• Given records:
PR #1244, opened 2025-12-05
chore: add tempo-forge script to easily run fuzz tests

legion2002:
This allows anyone to easily run fuzz tests locally using `./tempo-forge test`.

We also add another utility command `./tempo-cast` so people can use tempo transaction features in cast easily

### DIFF
--- a/Cargo.lock
+++ b/Cargo.lock
@@ -340,9 +340,9 @@ dependencies = [
 
 [[package]]
 name = "alloy-hardforks"
-version = "0.4.4"
+version = "0.4.5"
 source = "registry+https://github.com/rust-lang/crates.io-index"
-checksum = "1e29d7eacf42f89c21d7f089916d0bdb4f36139a31698790e8837d2dbbd4b2c3"
+checksum = "2d9a33550fc21fd77a3f8b63e99969d17660eec8dcc50a95a80f7c9964f7680b"
 dependencies = [
  "alloy-chains",
  "alloy-eip2124",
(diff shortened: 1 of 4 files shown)


docs/specs/README.md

• What this task involves:
Reproduce the whole of the material exactly as shown.

• Answer for the task:
PR #1244, opened 2025-12-05
chore: add tempo-forge script to easily run fuzz tests

legion2002:
This allows anyone to easily run fuzz tests locally using `./tempo-forge test`.

We also add another utility command `./tempo-cast` so people can use tempo transaction features in cast easily

### DIFF
--- a/Cargo.lock
+++ b/Cargo.lock
@@ -340,9 +340,9 @@ dependencies = [
 
 [[package]]
 name = "alloy-hardforks"
-version = "0.4.4"
+version = "0.4.5"
 source = "registry+https://github.com/rust-lang/crates.io-index"
-checksum = "1e29d7eacf42f89c21d7f089916d0bdb4f36139a31698790e8837d2dbbd4b2c3"
+checksum = "2d9a33550fc21fd77a3f8b63e99969d17660eec8dcc50a95a80f7c9964f7680b"
 dependencies = [
  "alloy-chains",
  "alloy-eip2124",
(diff shortened: 1 of 4 files shown)


docs/specs/README.md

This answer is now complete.